- Exercise instructions: Filter out every line below that lacks "bind", and copy the rest.

- Data section:
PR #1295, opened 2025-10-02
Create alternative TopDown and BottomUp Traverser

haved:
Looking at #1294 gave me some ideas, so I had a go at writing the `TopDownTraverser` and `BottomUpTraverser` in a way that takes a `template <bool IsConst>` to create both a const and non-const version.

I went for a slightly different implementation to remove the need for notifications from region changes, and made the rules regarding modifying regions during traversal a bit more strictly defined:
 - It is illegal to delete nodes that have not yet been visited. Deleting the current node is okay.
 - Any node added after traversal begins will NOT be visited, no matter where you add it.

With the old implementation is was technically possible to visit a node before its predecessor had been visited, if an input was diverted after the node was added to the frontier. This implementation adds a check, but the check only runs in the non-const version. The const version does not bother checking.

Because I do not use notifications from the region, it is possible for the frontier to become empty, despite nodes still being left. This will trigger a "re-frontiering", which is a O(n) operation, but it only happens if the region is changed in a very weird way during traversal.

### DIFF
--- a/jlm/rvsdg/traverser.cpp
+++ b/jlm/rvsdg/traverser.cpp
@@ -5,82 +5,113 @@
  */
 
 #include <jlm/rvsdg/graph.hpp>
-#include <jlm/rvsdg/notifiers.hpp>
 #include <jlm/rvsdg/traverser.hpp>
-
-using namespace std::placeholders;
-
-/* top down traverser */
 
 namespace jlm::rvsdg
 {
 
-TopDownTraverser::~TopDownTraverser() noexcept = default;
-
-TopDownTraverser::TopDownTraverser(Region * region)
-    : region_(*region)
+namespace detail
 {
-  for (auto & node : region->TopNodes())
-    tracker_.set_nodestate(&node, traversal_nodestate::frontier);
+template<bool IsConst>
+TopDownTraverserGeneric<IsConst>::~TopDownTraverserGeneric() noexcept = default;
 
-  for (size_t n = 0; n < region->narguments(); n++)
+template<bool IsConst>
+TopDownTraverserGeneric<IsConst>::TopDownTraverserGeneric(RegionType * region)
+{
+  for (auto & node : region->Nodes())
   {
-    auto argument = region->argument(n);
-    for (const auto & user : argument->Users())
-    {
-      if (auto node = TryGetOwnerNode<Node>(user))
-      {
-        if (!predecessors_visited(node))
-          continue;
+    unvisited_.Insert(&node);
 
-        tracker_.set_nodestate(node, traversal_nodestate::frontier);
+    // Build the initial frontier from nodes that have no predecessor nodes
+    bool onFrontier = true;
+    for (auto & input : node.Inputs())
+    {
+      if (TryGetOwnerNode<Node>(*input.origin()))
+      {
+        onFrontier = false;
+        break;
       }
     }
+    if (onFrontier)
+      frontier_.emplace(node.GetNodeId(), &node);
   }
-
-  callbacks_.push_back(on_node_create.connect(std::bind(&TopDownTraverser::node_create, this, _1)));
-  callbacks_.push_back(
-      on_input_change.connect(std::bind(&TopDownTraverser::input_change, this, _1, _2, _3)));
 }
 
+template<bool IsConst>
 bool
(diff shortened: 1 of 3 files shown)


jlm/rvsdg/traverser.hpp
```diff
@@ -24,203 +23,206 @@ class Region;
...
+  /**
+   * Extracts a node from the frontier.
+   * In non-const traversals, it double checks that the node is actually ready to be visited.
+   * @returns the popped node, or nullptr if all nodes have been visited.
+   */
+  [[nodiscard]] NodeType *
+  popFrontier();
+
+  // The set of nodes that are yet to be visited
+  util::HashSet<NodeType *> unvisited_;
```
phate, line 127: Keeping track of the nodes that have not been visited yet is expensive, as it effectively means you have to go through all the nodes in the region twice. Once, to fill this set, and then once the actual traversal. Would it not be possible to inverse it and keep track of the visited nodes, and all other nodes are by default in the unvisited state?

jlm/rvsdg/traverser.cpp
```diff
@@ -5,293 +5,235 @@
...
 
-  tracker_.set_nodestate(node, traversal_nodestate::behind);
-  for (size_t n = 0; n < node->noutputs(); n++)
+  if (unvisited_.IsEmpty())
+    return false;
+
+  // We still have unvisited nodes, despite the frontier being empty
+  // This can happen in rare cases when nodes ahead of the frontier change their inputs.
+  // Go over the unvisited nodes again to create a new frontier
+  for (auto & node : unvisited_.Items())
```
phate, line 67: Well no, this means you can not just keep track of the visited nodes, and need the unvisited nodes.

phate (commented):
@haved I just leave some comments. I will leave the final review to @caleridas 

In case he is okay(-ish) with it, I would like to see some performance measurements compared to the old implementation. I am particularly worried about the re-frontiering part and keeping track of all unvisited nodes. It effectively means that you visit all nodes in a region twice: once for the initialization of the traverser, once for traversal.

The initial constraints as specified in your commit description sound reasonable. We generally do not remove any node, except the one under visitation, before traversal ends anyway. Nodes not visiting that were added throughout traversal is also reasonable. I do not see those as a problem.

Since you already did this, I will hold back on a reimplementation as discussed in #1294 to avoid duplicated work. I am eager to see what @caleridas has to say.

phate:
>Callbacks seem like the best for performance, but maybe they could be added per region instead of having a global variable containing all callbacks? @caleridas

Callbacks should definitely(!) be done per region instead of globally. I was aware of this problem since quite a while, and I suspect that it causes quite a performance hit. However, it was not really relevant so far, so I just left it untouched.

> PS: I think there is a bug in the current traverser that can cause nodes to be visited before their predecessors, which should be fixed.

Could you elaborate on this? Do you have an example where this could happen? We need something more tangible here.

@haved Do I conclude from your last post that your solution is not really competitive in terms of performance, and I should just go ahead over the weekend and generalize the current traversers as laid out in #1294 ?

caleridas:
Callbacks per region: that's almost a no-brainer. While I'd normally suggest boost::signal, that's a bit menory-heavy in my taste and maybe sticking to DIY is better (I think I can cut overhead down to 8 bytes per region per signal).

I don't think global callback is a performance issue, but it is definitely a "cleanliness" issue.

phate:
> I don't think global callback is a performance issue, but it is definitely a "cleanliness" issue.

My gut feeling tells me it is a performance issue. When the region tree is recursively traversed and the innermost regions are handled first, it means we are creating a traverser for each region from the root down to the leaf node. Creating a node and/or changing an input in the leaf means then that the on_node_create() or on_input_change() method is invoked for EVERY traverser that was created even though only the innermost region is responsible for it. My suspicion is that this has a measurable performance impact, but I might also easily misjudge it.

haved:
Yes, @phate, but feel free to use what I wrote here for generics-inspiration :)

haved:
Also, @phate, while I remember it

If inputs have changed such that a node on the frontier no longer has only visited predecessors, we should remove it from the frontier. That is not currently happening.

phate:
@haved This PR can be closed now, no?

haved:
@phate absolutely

...

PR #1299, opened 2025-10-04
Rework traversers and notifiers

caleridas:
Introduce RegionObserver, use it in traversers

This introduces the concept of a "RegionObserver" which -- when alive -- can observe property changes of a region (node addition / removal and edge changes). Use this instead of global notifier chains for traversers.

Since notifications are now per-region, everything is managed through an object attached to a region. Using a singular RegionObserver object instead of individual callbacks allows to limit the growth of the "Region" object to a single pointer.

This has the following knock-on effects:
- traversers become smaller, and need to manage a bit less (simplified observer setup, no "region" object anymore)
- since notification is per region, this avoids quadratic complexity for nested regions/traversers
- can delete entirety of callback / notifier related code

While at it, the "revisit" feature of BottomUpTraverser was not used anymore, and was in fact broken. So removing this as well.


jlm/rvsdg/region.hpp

- Written reply:
-  callbacks_.push_back(on_node_create.connect(std::bind(&TopDownTraverser::node_create, this, _1)));
-      on_input_change.connect(std::bind(&TopDownTraverser::input_change, this, _1, _2, _3)));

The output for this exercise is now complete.